PROBLEM DETAILS:
Comb through the entries for "method" and pull out each line that holds it.

EXERCISE INPUT:

PR #341, opened 2022-03-11
Add warning about the global `set_element_class_lookup`

xmo-odoo:
It's a bit of an attractive nuisance, as it basically turns off parser-specific class lookups, which can be surprising to people who have not looked up the mechanism in details (it certainly surprised me).

Also set `inherited-members` in the autodoc config: it's a bit dodgy but because `_BaseParser` is `@cpython.internal` it looks like autodoc can't see it at all, and so anything defined on `_BaseParser` is invisible in the new rst-based doc.

Could not test the docs because I'm hitting https://github.com/cython/cython/issues/3876, does one of the statuses provide a doc to look at?

### DIFF
--- a/src/lxml/classlookup.pxi
+++ b/src/lxml/classlookup.pxi
@@ -549,7 +549,11 @@ cdef void _setElementClassLookupFunction(
 def set_element_class_lookup(ElementClassLookup lookup = None):
     u"""set_element_class_lookup(lookup = None)
 
-    Set the global default element class lookup method.
+    Set the global element class lookup method.
+
+    This defines the main entry point for looking up element implementations.
+    The standard implementation uses the :class:`ParserBasedElementClassLookup`
+    to delegate to different lookup schemes for each parser. 
 
     .. warning::
 
--- a/src/lxml/classlookup.pxi
+++ b/src/lxml/classlookup.pxi
@@ -553,13 +553,16 @@ def set_element_class_lookup(ElementClassLookup lookup = None):
 
     .. warning::
 
-        Setting the default element class to something other than a
-        :class:`ParserBasedElementClassLookup` will prevent
-        :meth:`~lxml.etree.XMLParser.set_element_class_lookup` from working.
+        This should only be changed by applications, not by library packages.
+        In most cases, parser specific lookups should be preferred,
+        which can be configured via
+        :meth:`~lxml.etree.XMLParser.set_element_class_lookup`
+        (and the same for HTML parsers).
 
-        Amongst other issues, this will break :mod:`lxml.html` and
-        :mod:`lxml.objectify`'s extensions as they rely on lookups configured
-        on their respective parsers.
+        Globally replacing the element class lookup by something other than a
+        :class:`ParserBasedElementClassLookup` will prevent parser specific lookup
+        schemes from working. Several tools rely on parser specific lookups,
+        including :mod:`lxml.html` and :mod:`lxml.objectify`.
     """
     if lookup is None or lookup._lookup_function is NULL:
         _setElementClassLookupFunction(NULL, None)
--- a/src/lxml/classlookup.pxi
+++ b/src/lxml/classlookup.pxi
@@ -550,6 +550,16 @@ def set_element_class_lookup(ElementClassLookup lookup = None):
     u"""set_element_class_lookup(lookup = None)
 
     Set the global default element class lookup method.
+
+    .. warning::
+
+        Setting the default element class to something other than a
+        :class:`ParserBasedElementClassLookup` will prevent
+        :meth:`~lxml.etree.XMLParser.set_element_class_lookup` from working.
+
+        Amongst other issues, this will break :mod:`lxml.html` and
+        :mod:`lxml.objectify`'s extensions as they rely on lookups configured
+        on their respective parsers.
     """
     if lookup is None or lookup._lookup_function is NULL:
         _setElementClassLookupFunction(NULL, None)
--- a/doc/api/conf.py
+++ b/doc/api/conf.py
@@ -46,6 +46,7 @@ html_theme_options = {
 autodoc_default_options = {
     'ignore-module-all': True,
     'private-members': True,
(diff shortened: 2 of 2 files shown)


xmo-odoo:
Also the new doc is... a bit of a mess. Would it be OK to submit PRs to commit the apidoc-generated stuff and start hand-crafting the documents in order to make them more logical and stuff? e.g. the `lxml.etree` module starts with 6 pages of exceptions which doesn't make for the most nicest of reads.

scoder:
> Could not test the docs because I'm hitting [cython/cython#3876](https://github.com/cython/cython/issues/3876),

That's long solved, though. That was a problem in 0.29.22, even the legacy stable release of Cython is at 0.29.28 now.

src/lxml/classlookup.pxi
```diff
@@ -550,6 +550,16 @@ def set_element_class_lookup(ElementClassLookup lookup = None):
...
+
+    .. warning::
+
+        Setting the default element class to something other than a
+        :class:`ParserBasedElementClassLookup` will prevent
+        :meth:`~lxml.etree.XMLParser.set_element_class_lookup` from working.
+
+        Amongst other issues, this will break :mod:`lxml.html` and
+        :mod:`lxml.objectify`'s extensions as they rely on lookups configured
+        on their respective parsers.
```
scoder, line 562:
```suggestion
    .. warning::

        This should only be changed by applications, not by library packages.
        In most cases, parser specific lookups should be preferred,
        which can be configured via
        :meth:`~lxml.etree.XMLParser.set_element_class_lookup`
        (and the same for HTML parsers).

        Globally replacing the element class lookup by something other than a
        :class:`ParserBasedElementClassLookup` will prevent parser specific lookup
        schemes from working. Several tools rely on parser specific lookups,
        including :mod:`lxml.html` and :mod:`lxml.objectify`.
```

scoder:
> Also the new doc is... a bit of a mess. Would it be OK to submit PRs to commit the apidoc-generated stuff and start hand-crafting the documents in order to make them more logical and stuff? e.g. the `lxml.etree` module starts with 6 pages of exceptions which doesn't make for the most nicest of reads.

Don't know if there is a way in `apidoc` to change the ordering, but there probably is. I agree that exceptions certainly aren't the most interesting part. Alphabetic ordering is helpful, though, so maybe the normal classes should just go first, followed by functions, followed by exceptions.

Also `lxml.etree`, `lxml.html` and `lxml.objectify` should rather be shown at the top of the list, in that order.

xmo-odoo:
> > Also the new doc is... a bit of a mess. Would it be OK to submit PRs to commit the apidoc-generated stuff and start hand-crafting the documents in order to make them more logical and stuff? e.g. the `lxml.etree` module starts with 6 pages of exceptions which doesn't make for the most nicest of reads.
> 
> Don't know if there is a way in `apidoc` to change the ordering, but there probably is. I agree that exceptions certainly aren't the most interesting part.

Sadly I don't think there's a way for `apidoc` to do that, hence the query about *committing* the files it generates, instead of running apidoc on doc build it'd just be used once to generate the "initial" state (as a scaffolding tool), then those would be edited directly.

The code being committed can still use autodoc though.

src/lxml/classlookup.pxi
xmo-odoo: My only nitpick with this is even for applications it can be be a risky bet or a dead end and should be considered very carefully.

Though of course the application author / user will likely quickly realise they've broken`lxml.html` or `lxml.objectify` if they were using those (obviously), the inter-relation can be quite non-obvious.

A specific admonitions that libraries should never ever touch this is definitely a good idea tho.

xmo-odoo:
Thinking about it further, maybe it would (also?) be a good idea to clarify that the global element lookup is really the first step for resolution? And remove the word "default" from the docstring of `lxml.etree.set_element_class_lookup`?

That kinda gives the impression that *it* is the fallback, but it's the other way around right? When an element proxy needs to be created, lxml invokes `_elementFactory`, which calls `LOOKUP_ELEMENT_CLASS`, which is the object set by `set_element_class_lookup. So that is the first step, and (optionally) calling the parser's lookup' (or not) is *its* responsibility.

scoder:
I'd rather not commit generated files. They just bloat the history, complicate merges and are annoying to work with in various ways. The way to control API documentation in Sphinx seems to be module files and/or TOC files.

There are also [various hacks](https://stackoverflow.com/questions/29385564/customize-templates-for-sphinx-apidoc) that people have come up with.

I'm not particularly tied to sphinx-apidoc. If there's a different solution, I'm open.

src/lxml/classlookup.pxi
```diff
@@ -550,6 +550,19 @@ def set_element_class_lookup(ElementClassLookup lookup = None):
     u"""set_element_class_lookup(lookup = None)
 
     Set the global default element class lookup method.
```
scoder, line 552:
```suggestion
    Set the global element class lookup method.

    This defines the main entry point for looking up element implementations.
    The standard implementation uses the :class:`ParserBasedElementClassLookup`
    to delegate to different lookup schemes for each parser. 
```

scoder:
Thanks

xmo-odoo:
Haha nah thank *you*, the final version is quite a bit better than the original proposal. Cheers.

xmo-odoo:
> I'd rather not commit generated files. They just bloat the history, complicate merges and are annoying to work with in various ways. The way to control API documentation in Sphinx seems to be module files and/or TOC files.
> 
> There are also [various hacks](https://stackoverflow.com/questions/29385564/customize-templates-for-sphinx-apidoc) that people have come up with.
> 
> I'm not particularly tied to sphinx-apidoc. If there's a different solution, I'm open.

Committing generated files is an issue when regularly re-exporting isn't it? Here the output of apidoc would provide a skeleton / starting point, then it wouldn't be used anymore, so there's no more complication than if the initial state had been written by hand. That's how I've used it in the past anyway. Pretty much what the second answer suggests in your link.

PR #342, opened 2022-04-07
Include aarch64 wheel for musllinux SOABI

riconnon:
In order to allow consumers to get a consistent experience in
multi-architecture installs build aarch64 wheel for musllinux SOABI as
well as manylinux


scoder:
Thanks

RESULT OF THIS EXERCISE:
-    Set the global default element class lookup method.
+    Set the global element class lookup method.
     Set the global default element class lookup method.
     Set the global default element class lookup method.
    Set the global element class lookup method.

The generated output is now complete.